Does anyone agree with these numbers?

I don't. We have MAPD plans in our area with MOOPs as low as $2900. If a beneficiary had the worst possible year from hell every year for twenty years (to age 85) that's still only $58k out of pocket. Reality is that less than 2% of all MAPD beneficiaries hit MOOP in any given year. Even adding in drugs with donut holes, etc. I don't see how they came up with these numbers.
 
I can't access the details of the report, and the summary mentions the wide disparity in drug spend. If the tail risk is in the drug spend, and the drug spend is set to be capped next year, then instead of agreeing whether this report is accurate I'd disagree that it is even relevant.
 
I can't access the details of the report, and the summary mentions the wide disparity in drug spend. If the tail risk is in the drug spend, and the drug spend is set to be capped next year, then instead of agreeing whether this report is accurate I'd disagree that it is even relevant.

Reading the summary in the Insurance Forums Staff version of the article,
I question the relevance of the article because it talks about senior spending, but focuses only on Medical Expense.

Perhaps I am an exception, but in my personal experience, I still have to provide for living expense like Transportation, Food, and Lodging as well as some other peripheral items in order to prolong my life and control my medical expenses. The following quote totally ignores that.

The predicted savings target for Medicare beneficiaries to cover premiums, deductibles, and prescription drugs in retirement remains high, and is sensitive to assumptions about premiums, prescription drug expenses, and usage of health care services

from

https://insurance-forums.com/medica...health-expenses-in-retirement-hint-its-a-lot/
 
I think EBRI is operating out of their element and really has no clue where they are or where they are going.

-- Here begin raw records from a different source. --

PR #834, opened 2020-07-21
subscriber: add missing `Context` methods to `FmtContext`

hawkw:
## Motivation

Currently, `fmt::FmtContext` _only_ exposes a way to iterate over all
spans in the current context. It doesn't publicly expose any of the
other `layer::Context` methods, although they provide more useful
querying functionality.

The in-crate implementations of the default formatters _do_ use some of
these other methods on `Context`, by accessing the private `Context`
field on `FmtContext`. Not having access to these methods externally
makes many `FormatEvent` implementations in other crates more difficult,
if not impossible.

## Solution

This branch adds forwarding impls of the missing methods.

### DIFF
--- a/tracing-subscriber/src/fmt/fmt_layer.rs
+++ b/tracing-subscriber/src/fmt/fmt_layer.rs
@@ -1,7 +1,7 @@
 use crate::{
     field::RecordFields,
     fmt::{format, FormatEvent, FormatFields, MakeWriter},
-    layer::{self, Context},
+    layer::{self, Context, Scope},
     registry::{LookupSpan, SpanRef},
 };
 use format::{FmtSpan, TimingDisplay};
@@ -9,7 +9,7 @@ use std::{any::TypeId, cell::RefCell, fmt, io, marker::PhantomData, ops::Deref, 
 use tracing_core::{
     field,
     span::{Attributes, Id, Record},
-    Event, Subscriber,
+    Event, Metadata, Subscriber,
 };
 
 /// A [`Layer`] that logs formatted representations of `tracing` events.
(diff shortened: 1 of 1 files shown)


tracing-subscriber/src/fmt/fmt_layer.rs
```diff
@@ -773,6 +773,144 @@ where
...
+    /// <div class="information">
+    ///     <div class="tooltip ignore" style="">ⓘ<span class="tooltiptext">Note</span></div>
+    /// </div>
+    /// <div class="example-wrap" style="display:inline-block">
+    /// <pre class="ignore" style="white-space:normal;font:inherit;">
+    /// <strong>Note</strong>: This requires the wrapped subscriber to implement the
+    /// <a href="../registry/trait.LookupSpan.html"><code>LookupSpan</code></a> trait.
+    /// <code>Layer</code> implementations that wish to use this
+    /// function can bound their <code>Subscriber</code> type parameter with:
+    /// </pre></div>
```
davidbarsky, line 791: I worry that this informational warning, while useful, is [getting lost](https://deploy-preview-834--tracing-rs.netlify.app/tracing_subscriber/fmt/struct.fmtcontext). Maybe move this information to the [`FmtContext` declaration](https://deploy-preview-834--tracing-rs.netlify.app/src/tracing_subscriber/fmt/fmt_layer.rs.html#730?)?

hawkw:
> Looks good overall, but I'd like to clarify: is the goal to eventually phase out `FmtContext` and this change just a step to that goal?

Yes, the goal is for it to be removed entirely. However, we can't do that until the next breaking release (and it depends on figuring out a good solution for some design questions I haven't spent too much time on). This, however, we can do now. And, it sets us up to deprecate `FmtContext::visit_spans` in favor of `FmtContext::scope`, helping users move closer to the `Context` API before we actually replace `FmtContext` with `Context`.

Additionally, the fact that `FmtContext` doesn't expose information like a way to get _just_ the current span makes it kind of cumbersome/inefficient to use for implementing some formatting behavior, which this helps with.

tracing-subscriber/src/fmt/fmt_layer.rs
hawkw: I think the note should actually be removed in this case --- the `fmt` layer already requires `LookupSpan` (and `FmtContext` inherits that requirement) so these methods will always be present.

"EBRI has improved on previous iterations of this simulation model by incorporating recent changes to Medicare Part D enacted by the Inflation Reduction Act of 2022 and testing varying assumptions about Medicare Advantage and Medigap plans that Medicare beneficiaries may purchase."

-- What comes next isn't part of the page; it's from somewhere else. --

PR #835, opened 2020-07-21
tracing: fix missing `debug`/`display` with `log`

### LINKED ISSUE #820: `debug` in `trace` fails to compile with `log` feature enabled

While Medigap plans are standardized it is easier to project OOP health care costs than it would be for MAPD. What assumptions are they using for Medigap premiums? Which plans are factored into the mix?

MAPD have so many moving parts and variations, what did they use here? MOOP can range from less than $2k in some areas to $7k+ in other areas. What assumptions did they make for non-par claims and claims that are denied?

Who commissioned and funded this research?

Here is the full report for those who are interested.
https://www.ebri.org/docs/default-source/ebri-issue-brief/ebri_ib_549_savingstargets-13jan22.pdf

And here are some variables that were not considered, which further tells me the results are useless.

It is also important to note that many individuals are likely to need more than the amounts cited in this report. This
analysis does not factor in the total savings needed to cover long-term-care expenses and other health expenses not
covered by Medicare, nor does it consider the fact that many individuals retire before becoming eligible for Medicare.
However, some workers will need to save less than what is reported if they choose to work past age 65, thereby
postponing enrollment in Medicare Parts B and D if they receive health benefits as active workers.